Coinin is willing to accept the minor tweek to his thought, "I will grant you that perhaps not always, but I would say that more often than not they lead to problems. Which is why I think we should help those come around to see things the right way." He doesn't mean through force or violence, but a way of proposition, not imposition.
Niyt shrugs. "When does a thought become a belief? Everyone has thoughts of anger. Of hate, or of vengeance, or of cruelty. Everyone has those things in them that should not rule them. We each see those things in others that we think are wrong, but how can we say they do not see things in us that they think are far worse? Who is to be the judge?"
Coinin smiles and shrugs, "Well I suppose a thought becomes a belief when it is engrained deep enough to repetition and you holding onto it. I agree that we all are constantly working toward some self improvement, well hopefully anyway, as for the judge. I would suspect that would be God's job. I certainly wouldn't want to be the one to judge."
Niyt says, "You wish to help others to come around to see things the right way, and yet you do not wish to judge. Does this god of yours speak to you, to tell you the right way? I have not heard a voice like that upon the wind."
Coinin is still largely in the process of figuring things out, "A voice?" he asks, "Not in the way that I think you mean it. I think I would describe it more as an illumination of conscience." he says, "That would allow anyone to choose the correct path in life."
"You have a voice you listen to. Very well," Niyt says with a nod. "But perhaps you are the only one who hears it. How can you judge another by your own voice?" She smiles. "I am a wolf. My nature tells me I must hunt; that I must take prey in order to eat. To the nature of a hare, is that not evil? And yet I must, if I am to live."
Coinin chuckles, he has had these conversations before with various other members of his old pack. They came to view him as a rahter odd duck first before they thought him to be a nuisance, "Perhaps...but I don't think that you can make this argument logically. If I am correct then everyone would at least have the possibility of hearing this voice if they chose to pay attention. I don't think that is evil. I think its proof that I'm right.." he says, "If we look around what you see is a very fantastic system that all fits together perfectly to sustain life. Its not random or happenstance. I think there is a mind behind it, and since it is so orderly I've come to the conclusion that its a single mind."

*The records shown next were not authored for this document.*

PR #1779, opened 2026-05-05
Support new Android football notification fields

aracho1:
## What does this change?
Extend the Android football notification to support more fields and also adds a new penalty shootout alert type.

Key changes
**1. Add new fields in `FootballMatchAlert`** 
- kickOffTimestamp (epoch seconds)
- lineupsAvailable (boolean) 
- detailedMatchStatus (detailed match phase strings which match what's used in the iOS activities so that the client can use this info to change the notification background colour etc)
- homeTeamRedCards / awayTeamRedCards: red card count for each team

**2. Create a new `FootballShootoutPenalty`**
- We decided to create a new type so that old Android builds which don't expect the penalty shootout notification types silently drop them rather than creating empty notifications. Only clients that can explicitly handle this new type will receive shootout notifications.

The new type includes all fields from the standard match alert, plus:
- homeTeamPenaltiesScored/MissedSaved
- awayTeamPenaltiesScored/Missed/Saved

Tested on CODE
Screenshot_20260519_185347


common/src/main/scala/models/TopicType.scala
aracho1, line 1: adding the new topic types here which were omitted in https://github.com/guardian/mobile-n10n/pull/1773 to enable the local run

api-models/src/main/scala/com/gu/mobile.notifications.client/models/Payloads.scala
```diff
@@ -209,12 +221,88 @@ case class FootballMatchStatusPayload(
...
+    "importance" -> o.importance,
+    "topic" -> o.topic,
+    "matchStatus" -> o.matchStatus,
+    "eventId" -> o.eventId,
+    "kickOffTimestamp" -> o.kickOffTimestamp,
+    "lineupsAvailable" -> o.lineupsAvailable,
+    "detailedMatchStatus" -> o.detailedMatchStatus,
+    "debug" -> o.debug
+  )
+}
```
marjisound, line 268: As we discussed, it’s understandable why we need a separate type for FootballPenaltyShootout, but it may be worth thinking about ways to reduce the duplication here in future work

common/src/main/scala/models/TopicType.scala
```diff
@@ -14,7 +14,9 @@ object TopicTypes {
   object TagSeries extends TopicType("tag-series", 1)
   object TagBlog extends TopicType("tag-blog", 1)
   object FootballTeam extends TopicType("football-team", 1)
+  object FootballTeamLiveActivity extends TopicType("football-team-live-activity", 1)
   object FootballMatch extends TopicType("football-match", 1)
+  object FootballMatchLiveActivity extends TopicType("football-match-live-activity", 1)
```
marjisound, line 19: As discussed, let’s make sure this is necessary here and clarify how it differs from the topic types defined in https://github.com/guardian/mobile-n10n/blob/main/api-models/src/main/scala/com/gu/mobile.notifications.client/models/Topic.scala#L46

notificationworkerlambda/src/main/scala/com/gu/notifications/worker/delivery/fcm/models/payload/FcmPayloadBuilder.scala
```diff
@@ -123,7 +124,52 @@ object FcmPayloadBuilder {
...
+          Keys.HomeTeamPenaltiesScored -> p.scored.toString,
+          Keys.HomeTeamPenaltiesMissed -> p.missed.toString,
+          Keys.HomeTeamPenaltiesSaved -> p.saved.toString
+        )).getOrElse(Map.empty)
+        ++ n.awayTeamPenalties.map(p => Map(
+          Keys.AwayTeamPenaltiesScored -> p.scored.toString,
+          Keys.AwayTeamPenaltiesMissed -> p.missed.toString,
+          Keys.AwayTeamPenaltiesSaved -> p.saved.toString
+        )).getOrElse(Map.empty),
       ttl = FootballMatchStatusTtl
```
marjisound, line 173: Can we reduce duplication in here. Most of the field in data are the same in footballMatchStatusAndroidNotification & footballPenaltyShootoutAndroidNotification so it'd be good to share them where possible. Though happy if you want to tackle that in a follow-up improvement PR

build.sbt
```diff
@@ -412,7 +412,7 @@ lazy val ecrRepositorySettings =
   }
 
 lazy val notificationworkerlambda = lambda("notificationworkerlambda", "notificationworkerlambda", Some("com.gu.notifications.worker.TopicCounterLocalRun"))
-  .dependsOn(common)
+  .dependsOn(common, football % "compile->compile;test->compile")
```
marjisound: Adding football as a dependency means the entire football package will be included in the worker package, which increases its size. 
Since this is only needed for the local run, could we remove the local run changes from this PR for now so we can avoid adding the dependency here? We can then look into adding the local run file later in a way that doesn’t require pulling in the whole football package as a dependency.

marjisound (approved):
Great work Ara 🎉 and thanks for walking me through the changes. As we already discussed in the call, I left a few comments but feel free to decide whether to address them in this PR or in a follow-up.

notificationworkerlambda/src/main/scala/com/gu/notifications/worker/delivery/fcm/models/payload/FcmPayloadBuilder.scala
aracho1: There is definitely room for reducing duplication but I'll raise it as a follow up PR

PR #1782, opened 2026-05-06
Ensure current time is evaluated on every invocation

marjisound:
This PR fixes an issue related to the current time used in the football lambda.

Niyt shakes her head. "I accept that you hear a voice. But you are only one wolf. Why elevate your belief above all the others? Perhaps it is wrong. Perhaps it is evil. If its guidance pleases you, then follow it." She smiles a little at the mention of the world. "Perfectly? No. The hare starves in winter. The bird falls frozen from the branch. The madness makes creatures froth. The sun burns the flesh of pups, and the night makes them shiver. The sandstorms can grind the flesh from the bone. It is a world, and we make our place in it, but it is far from perfect."
Coinin smiles and chuckles once more. He likes the way that she thinks about things, "What about this notion though. Something had to set this world in motion. Nothing is set in motion without first being set in motion? Who or what set the world in motion?" he asks. "I don't claim that I have the answers to everything. I most certainly do not. But what I am saying is that once you accept the notion that there is a cause to the world it gets you thinking about what that could be, and its a pretty short leap from there to the idea of a singular Creator."

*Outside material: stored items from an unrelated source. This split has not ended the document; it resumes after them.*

PR #1787, opened 2026-05-07
Complete live activity life cycle

marjisound:
## What does this change?
This PR is correcting the LiveActivity lifecycle management: 
- Create commonEventBusPusher sbt module in order to share the implementation between football lambda and Channel manager lambda
- Throw error when there's any failedEntryCount on event bus pusher response
- Set `isLive` to false initially when channel is created in Channel manager
- Push a `UpdateLiveActivityEvent` event to event bus straight after channel is created in channel manager
- Set `isLive` to true when a UpdateLiveActivityEvent is received 
- Set `isLive` to false when EndLiveActivityEvent is received 
- Update channel manager policy to allow it to push messages to the event bus
- Support start live activity event in broadcast lambda (this is just a safety measurement since the create channel event also send a broadcast update message. We can remove this support in the future if we find it un-necessary)

### DIFF
--- a/commonEventBusPusher/src/main/scala/com/gu/mobile/liveactivities/event/bus/LiveActivityPusher.scala
+++ b/commonEventBusPusher/src/main/scala/com/gu/mobile/liveactivities/event/bus/LiveActivityPusher.scala
@@ -1,4 +1,4 @@
-package aws
+package com.gu.mobile.liveactivities.event.bus
 
 import com.gu.mobile.notifications.client.models.liveActitivites._
 import org.slf4j.Logger
--- a/liveactivities/src/main/scala/com/gu/liveactivities/ChannelManagerLambda.scala
+++ b/liveactivities/src/main/scala/com/gu/liveactivities/ChannelManagerLambda.scala
@@ -94,11 +94,10 @@ object ChannelManagerLambda extends RequestStreamHandler with Lambda with Loggin
   }
 
   private def pushUpdateLiveActivityEvent(matchId: String, broadcastContentStateData: Option[ContentState]): Future[Unit] = {
-    val triggeringEventId = Some(UUID.nameUUIDFromBytes(s"football-match/$matchId/live-activity-initial-data".getBytes).toString)
-    val derivedId = s"football-match-status/$matchId/$triggeringEventId"
+    val triggeringEventId = s"football-match-status/$matchId/live-activity-initial-data"
     liveActivityPusher.pushToEventbus(
       LiveActivityPayload(
-        id = UUID.nameUUIDFromBytes(derivedId.getBytes),
+        id = UUID.nameUUIDFromBytes(triggeringEventId.getBytes),
         eventType = UpdateLiveActivityEvent,
         liveActivityType = FootballLiveActivity,
         liveActivityID = matchId,
--- a/liveactivities/src/main/scala/com/gu/liveactivities/ChannelManagerLambda.scala
+++ b/liveactivities/src/main/scala/com/gu/liveactivities/ChannelManagerLambda.scala
@@ -4,25 +4,20 @@ import com.amazonaws.services.lambda.runtime.{Context, RequestStreamHandler}
 import com.gu.liveactivities.models.LiveActivityData
 import com.gu.liveactivities.service.ChannelApiClient
 import com.gu.liveactivities.util.Logging
-import com.gu.mobile.notifications.client.models.liveActitivites.{CreateChannelEvent, DeleteChannelEvent, EventBridgeEvent, LiveActivityPayload}
-import play.api.libs.json.{Format, JsError, JsSuccess, Json}
+import com.gu.mobile.notifications.client.models.liveActitivites._
+import play.api.libs.json.{JsError, JsSuccess, Json}
 
 import java.io.{InputStream, OutputStream}
+import java.util.{Date, UUID}
 import scala.concurrent.duration.DurationInt
 import scala.concurrent.{Await, Future}
 import scala.util.{Failure, Success, Try}
-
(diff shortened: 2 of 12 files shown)


commonEventBusPusher/src/main/scala/com/gu/mobile/liveactivities/event/bus/LiveActivityPusher.scala
```diff
@@ -41,13 +28,6 @@ class LiveActivityPusher extends Logging {
     logger.info(
       s"Eventbus pusher: Processing event with id ${payload.id}"
     )
-    val jsonDetail = Json.toJson(payload).toString()
-    if (jsonDetail.isEmpty || jsonDetail == "{}") {
-      logger.info(
-        s"Eventbus pusher: Skipping empty event for ${payload.id}"
-      )
-      Future.successful(())
-    } else {
```
marjisound, line 50: This code is redundant. Since we have `LiveActivityPayload` type for payload, the payload can never be an empty object, so the checking in here is un-necessary

commonEventBusPusher/src/main/scala/com/gu/mobile/liveactivities/event/bus/LiveActivityPusher.scala
```diff
@@ -64,26 +44,27 @@ class LiveActivityPusher extends Logging {
...
-          s"Eventbus pusher: Event published with event ${payload.eventType} is ${payload.id}. Failed entry count: ${response.failedEntryCount()}"
-        )
+        if (response.failedEntryCount() > 0) {
+          val error = response.entries().get(0).errorMessage()
+          throw new RuntimeException(s"EventBridge rejected entry: $error")
+        } else {
+          logger.info(
+            s"Eventbus pusher: Event published with event ${payload.eventType} is ${payload.id}"
+          )
+        }
```
marjisound, line 54: Because this operation handles only a single event, failedEntryCount will effectively be binary (0 or 1). 
Also, we should throw an exception on any failure to ensure the caller is notified and to prevent silent data loss, as a non-zero count indicates the event bus rejected the message.

liveactivities/src/main/scala/com/gu/liveactivities/ChannelManagerLambda.scala
```diff
@@ -95,4 +92,20 @@ object ChannelManagerLambda extends RequestStreamHandler with Lambda with Loggin
         throw exception
     }
   }
+
+  private def pushUpdateLiveActivityEvent(matchId: String, broadcastContentStateData: Option[ContentState]): Future[Unit] = {
+    val triggeringEventId = Some(UUID.nameUUIDFromBytes(s"football-match/$matchId/live-activity-initial-data".getBytes).toString)
```
JamieB-gu: Why does this have to be wrapped in a `Some`?

liveactivities/src/main/scala/com/gu/liveactivities/ChannelManagerLambda.scala
```diff
@@ -95,4 +92,20 @@ object ChannelManagerLambda extends RequestStreamHandler with Lambda with Loggin
...
+    val derivedId = s"football-match-status/$matchId/$triggeringEventId"
```
JamieB-gu: I'm having a bit of trouble understanding the meaning of the different IDs here, sorry! Why do you create two UUIDs and derive the second one from the first?

JamieB-gu (approved):
Looks good. A couple of questions, non-blocking.

liveactivities/src/main/scala/com/gu/liveactivities/ChannelManagerLambda.scala
marjisound: I actually have this question too. The reason I did this was just to keep it consistent with how it's done in the `SyntheticMatchEventGenerator` but I was also wondering why we need to have 2 UUID. Currently there's UUID wrapping the synthetic event ids (e.g. [fullTime](https://github.com/guardian/mobile-n10n/blob/main/football/src/main/scala/com/gu/mobile/notifications/football/lib/SyntheticMatchEventGenerator.scala#L20)) and then another one in the [live activity payload builder ](https://github.com/guardian/mobile-n10n/blob/main/football/src/main/scala/com/gu/mobile/notifications/football/notificationbuilders/MatchStatusLiveActivityPayloadBuilder.scala#L77)

But now that I think, this must be accidental, and probably also because the normal PA event ids are not UUID, so this is making sure that all id's are ending up as UUID. 

But in the case of this PR, we can certainly remove one of them. Thanks for pointing it out. I also simplified the id and just left it as `s"football-match-status/$matchId/live-activity-initial-data"`

liveactivities/src/main/scala/com/gu/liveactivities/ChannelManagerLambda.scala
marjisound: Good point, this happened accidentally by copy pasting the pattern from synthetic event generator. Fixed now

commonEventBusPusher/src/main/scala/com/gu/mobile/liveactivities/event/bus/LiveActivityPusher.scala
vlbee, line 34: I think this needs to be amended so the source reflects it's coming from football lambda or channel manager, then the equivalent rule updated in the live activities cdk. 

It's working, but might be confusing if eventbusPusher is now a common utility.

vlbee: Or we should change the rules to be from source "liveactivity-stack" and rely on the detail to diff between fooball lambda and other sources.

Niyt laughs, and shakes her head. "What set the wind in motion? Is there a great wolf who howls every morning to make it rise up? Or does it simply /exist/?" She smiles. "To say there is a creator solves nothing. I came from my mother's womb. She came from that of her mother. What wolf was born without a mother? What set your creator into motion? It is no answer at all. The world exists. The wind blows. Pups are born."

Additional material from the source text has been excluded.